By folding the hardening logic into the sanctum-proxy Rust binary:
- We dropped the Python interpreter and the
requestslibrary entirely — the resident set is now in the low tens of MB instead of the Python baseline. - Concurrency improved sharply under the
tokioasync runtime; SSE streams from many agents share one process without thread-per-request bloat. - Smart intent routing and security hardening now live in one repo,
sanctum-rs, instead of straddling two languages.
Configuration & Dynamic Healing
Section titled “Configuration & Dynamic Healing”proxyd loads its initial settings from ~/.sanctum/sanctum-proxy/config.yaml, but the config is live, not load-once:
- Hot reloading: edits to
config.yamlare caught by thenotifycrate’s filesystem watcher and swapped into memory viaarc-swap, so a new fallback chain or model entry takes effect without dropping an in-flight SSE stream. You retune routing without bouncing the daemon — and without the agent mid-essay noticing. - Independent accounting: the proxy doesn’t trust the agent to report its own model. It resolves identity from headers or endpoint routing and meters the actual tokens the upstream returned. An agent that asks for a cheap model to dodge its cap still gets billed for what it really burned.
Post-Quantum Transport
Section titled “Post-Quantum Transport”The :4040 front door is born post-quantum.
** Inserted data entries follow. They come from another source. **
PR #821, opened 2022-04-19
Use ccache to speed up CI builds (and don't use `-march=native` by default)

fingolfin:
I noticed that the GitHub Actions CI jobs spend ~50% of their time (e.g. 6 minutes out of 12) compiling C/C++ code. This patch attempts to reduce that by combining the GH Actions caching feature with https://ccache.dev to reduce the compiler overhead to just a few seconds for most builds -- only builds were the C++ sources actually changed would take longer.

However this feature does not mesh well with `-march=native`, which anyway causes other problems e.g. for distro packagers. I've thus also removed this from the default FLAGS. If you think this goes to far, one could also try to modify `.github/workflows/ci.yml` to build w/o `-march=native`.

Note that the performance benefit (if any) of course only shows up once the caches are primed.

### DIFF
--- a/.github/workflows/ci.yml
+++ b/.github/workflows/ci.yml
@@ -42,6 +42,12 @@ jobs:
       - name: "Install dependencies"
         if: ${{ runner.os == 'macOS' }}
         run: brew install automake
+      # Setup ccache, to speed up repeated compilation of the same binaries
+      # (i.e., GAP and the packages)
+      - name: "Setup ccache"
+        uses: Chocobo1/setup-ccache-action@v1
+        with:
+          update_packager_index: false
       - name: "Install GAP and clone/compile necessary packages"
         uses: gap-actions/setup-gap@v2
         env:
--- a/.github/workflows/ci.yml
+++ b/.github/workflows/ci.yml
@@ -58,6 +58,7 @@ jobs:
         uses: gap-actions/build-pkg@v1
         with:
           ABI: ${{ matrix.ABI }}
+          CONFIGFLAGS: --disable-hpcombi
       - name: "Run tst/teststandard.g"
         uses: gap-actions/run-pkg-tests@v2
         with:
--- a/configure.ac
+++ b/configure.ac
@@ -82,17 +82,6 @@ AC_MSG_RESULT([$enable_debug])
 
 AM_CONDITIONAL([KERNEL_DEBUG], [test "x$enable_debug" = xyes])
 
-AC_ARG_WITH([march-native],
-            [AS_HELP_STRING([--without-march-native], 
-                            [do not use compile flag -march=native even if available])]
-           )
-
-AS_IF([test "x$with_march_native" == "xno" ],
-      [AC_MSG_NOTICE([the compile flag -march=native will not be used even if available])])
-
-AS_IF([test "x$with_march_native" != "xno"],
-      [AX_CHECK_COMPILE_FLAG(-march=native, AX_APPEND_FLAG(-march=native))])
-
 # Check if HPCombi is enable, and available
 AX_CHECK_HPCOMBI()
 
--- a/m4/ax_check_hpcombi.m4
+++ b/m4/ax_check_hpcombi.m4
@@ -6,11 +6,11 @@ dnl to handle the other checks as to whether or not HPCombi can be used.
 AC_DEFUN([AX_CHECK_HPCOMBI], [
   m4_define([ax_hpcombi_cxxflags_variable],[HPCOMBI_CXXFLAGS])
 
-  dnl # Check if the flags required for HPCombi are supported 
-  AX_CHECK_COMPILE_FLAG(-march=native, 
-                        AX_APPEND_FLAG(-march=native,
+  dnl # Check if the flags required for HPCombi are supported
+  AX_CHECK_COMPILE_FLAG(-march=avx,
+                        AX_APPEND_FLAG(-march=avx,
                                        [ax_hpcombi_cxxflags_variable]),
-                        [AC_MSG_WARN([flag -march=native not supported])
+                        [AC_MSG_WARN([flag -march=avx not supported])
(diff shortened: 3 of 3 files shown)


james-d-mitchell:
Thanks @fingolfin, I'm happy to merge this, except that I'm not completely sure that it actually does what you intended re: `-march=native`. There's also a check in `m4/ax_check_hpcombi.m4` and it appears that this also appends the flag `-march=native` by default (it's required I think for `HPCombi` to work). A quick fix is just to switch using `HPCombi` off by default?

james-d-mitchell:
Looks like the flag is still getting passed:
~~~
/bin/bash ./libtool  --tag=CXX   --mode=compile g++ -DHAVE_CONFIG_H -I. -I./config  -DNDEBUG -DHPCOMBI_CONSTEXPR_FUN_ARGS    -I/home/runner/work/Semigroups/Semigroups/libsemigroups/include -I/home/runner/work/Semigroups/Semigroups/libsemigroups/extern -std=gnu++14 -O3 -Wall -Wextra   -I./extern/eigen-3.3.9/ -march=native -flax-vector-conversions   --coverage -MT src/libsemigroups_la-bipart.lo -MD -MP -MF src/.deps/libsemigroups_la-bipart.Tpo -c -o src/libsemigroups_la-bipart.lo `test -f 'src/bipart.cpp' || echo './'`src/bipart.cpp
~~~

james-d-mitchell:
One fix is to just add the flag `--disable-hpcombi` to the gh-action, this is certainly the quickest fix.

fingolfin:
Indeed. I just see that the `HPCombi` actually adds `-march=native`, and then the same also is done in the `libsemigroups` build system :-(. But I don't understand why `HPCombi` would need these? As I understand, it is about using SSE and AVX, so shouldn't something like `-mavx` or  `-mavx2` or so be sufficient?

fingolfin:
Indeed looking at the HPCombi repository, I see `check_cxx_compiler_flag('-mavx' HPCOMBI_HAVE_FLAG_AVX)` used in https://github.com/hivert/HPCombi/blob/master/CMakeLists.txt and the line with `-march=native` is commented out

fingolfin:
Unfortunately still shows `-march=native` because `libsemigroups` also adds it. I don't know how I to properly pass `--disable-hpcombi` on to it, though. Any hints?

james-d-mitchell:
@fingolfin, I'm pretty sure if you specify `--disable-hpcombi` to the Semigroups package's `configure`, then this gets passed onto libsemigroups `configure` and then HPCombi will be disabled. If that doesn't work, we can look at releasing a new version of libsemigroups which drops `-march=native` too.

fingolfin:
Indeed, it is being passed on... However, the problem is that the `AX_CHECK_HPCOMBI` macro still performs the test for `-march=native` and adds the flag. It would need to be adjusted to first check `enable_hpcombi` and then do nothing if it is set to `no`. The same patch then also should be applied to `libsemigroups`. And ideally both should set `-march=avx` instead.... *sigh*

Anyway, I made https://github.com/libsemigroups/libsemigroups/pull/345 but it only does the  `-march=avx`, but did not yet do anything about handling `enable_hpcombi=no` right

james-d-mitchell:
Thanks for this and sorry for the trouble! I’m happy to help, in the morning!

fingolfin:
OK, this *should* be OK now. Of course if/when libsemigroups gets a release that uses `-march=avx` instead of `-march=native` then we can drop the `--disable-hpcombi` here again.

fingolfin:
Unfortunately it doesn't seem to actually work (the `ccache` bit, I mean; I think the other changes were useful on their own, though): Looking at the most recent GH Actions log for `master`, I see the message [Cache not found...](https://github.com/semigroups/Semigroups/runs/6109782792?check_suite_focus=true#step:4:68). Which is weird, as a basically identical setup works fine for the GAP PackageDistribution repository. Huh.

fingolfin:
OK maybe this was actually the first build with ccache on `master`, which would explain that. And on e.g. https://github.com/semigroups/Semigroups/runs/6109047489?check_suite_focus=true#step:6:401 a cache *is* found. But it has a very low cache hit rate at the end of the job. So something still seems weird.. Hrm

james-d-mitchell:
Thanks for the comments @fingolfin, interestingly in the "Cache not found..." log linked about the "hit rate" is still ~5% in the final stats. Perhaps more relevantly, we've been using ccache to speed up the libsemigroups builds for a while, and what we are seeing here more or less mirrors this (i.e. it doesn't always speed things up, often the cache hit rate is rather lower than might be expected). I never really had the time to investigate what was going on.

Is one possible issue that all 4 of the jobs are trying to save to the same cache, meaning that only one of them is really preserved, and hence the other 3 almost always "miss"? I don't really have much insight...

fingolfin:
That could actually be. In GAP I've for various reasons "split" the caches and it seems to work well / better. Perhaps something to try for you, too? This is the syntax we used:
```
      - name: "Setup ccache"
        if: ${{ runner.os != 'Windows' }}
        uses: Chocobo1/setup-ccache-action@v1
        with:
          update_packager_index: false
          override_cache_key: ${{ runner.os }}-${{ hashFiles('extra.flags') }}-${{ github.ref }}
          override_cache_key_fallback: ${{ runner.os }}-${{ hashFiles('extra.flags') }}

```

Clearly you'll want to adjust this a bit. Maybe this would work:
```
      - name: "Setup ccache"
        if: ${{ runner.os != 'Windows' }}
        uses: Chocobo1/setup-ccache-action@v1
        with:
          update_packager_index: false
          override_cache_key: ${{ runner.os }}-${{ matrix.gap-branch }}-${{ matrix.ABI }}-${{ github.ref }}
          override_cache_key_fallback: ${{ runner.os }}-${{ matrix.gap-branch }}-${{ matrix.ABI }}

```

PR #825, opened 2022-04-21
DO NOT MERGE: experiments with ccache

fingolfin:


fingolfin:
Seems it just needed some priming for the caches; now build times are indeed down.

PR #1200, opened 2026-06-19
Fix of MinimalHereditarySubsetsVertex filter

joe-dw:
`MinimalHereditarySubsetsVertex` should take an input of a digraph and integer:

`  if IsMultiDigraph(D) then
    ErrorNoReturn("the 1st argument (a digraph) must not have multiple edges"); `

But it was previously defined with the filter

`DeclareOperation("MinimalHereditarySubsetsVertex",
                 [IsGraphInverseSemigroup, IsPosInt]); `

I have changed this to require a digraph instead of a GIS

### DIFF
--- a/gap/congruences/congsemigraph.gd
+++ b/gap/congruences/congsemigraph.gd
@@ -23,6 +23,6 @@ DeclareOperation("CongruenceByWangPair",
 DeclareOperation("AsCongruenceByWangPair", [IsSemigroupCongruence]);
 
 DeclareOperation("MinimalHereditarySubsetsVertex",
-                 [IsGraphInverseSemigroup, IsPosInt]);
+                 [IsDigraph, IsPosInt]);
 
 DeclareAttribute("GeneratingCongruencesOfLattice", IsGraphInverseSemigroup);


james-d-mitchell:
As discussed, this is probably not the correct place to make this change. I suggest doing the following:

1. Move the declaration of`MinimalHereditarySubsetsVertex` to Digraphs
2. Copy the function `SEMIGROUPS_MinimalHereditarySubsetsVertex` as the installed method for `MinimalHereditarySubsetsVertex` in Digraphs
3. Modify the Semigroups gi file to look (something) like the following (but that actually works in case this does not):

~~~
if not IsBoundGlobal("MinimalHereditarySubsetsVertex") then
    BindGlobal("SEMIGROUPS_MinimalHereditarySubsetsVertex",
    function(D, v)
    local subsets, hereditary, u, out, s, a;
    if IsMultiDigraph(D) then
        ErrorNoReturn("the 1st argument (a digraph) must not have multiple edges");
    elif not (v in DigraphVertices(D)) then
        ErrorNoReturn("the 2nd argument (a pos. int.) is not a vertex of ",
                    "the 1st argument (a digraph)");
    fi;
    out := Set(OutNeighboursMutableCopy(D)[v]);
    subsets := [];
    for u in [1 .. Length(out)] do
        a := out[u];
        RemoveSet(out, a);
        hereditary := ShallowCopy(out);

Every TLS handshake negotiates the hybrid X25519MLKEM768 key exchange — classical X25519 plus ML-KEM-768 — so an adversary recording today’s traffic to decrypt once a quantum computer arrives harvests nothing usable. The inner proxyd-to-cathedral hop on :1337 enforces the same group with no classical fallback. Confirm it on the wire with ~/.sanctum/scripts/pqc-status.sh, which asserts the negotiated group per hop and refuses to run on a LibreSSL stack that would lie green.
The signature half — migrating cert trust from classical ECDSA-P256 to ML-DSA-65 (FIPS 204) — is prepared and proven, not yet cut over. The rustls-post-quantum provider swaps are committed on feature branches (KEX preservation re-asserted so the swap can’t silently downgrade), the staging ML-DSA-65 PKI verifies, and the gateway’s real stack — Node 22 on OpenSSL 3.5.5 — was confirmed to verify an ML-DSA chain end to end. The live cutover is held behind a council-set checklist in ~/.sanctum/runbooks/PQC-PHASE4-STATUS-2026-06-18.md. The reasoning: the key-exchange hedge already closed the only harvest-now exposure, so signatures — which defend against a live quantum man-in-the-middle, a threat with no present actor — ship deliberately, not fast.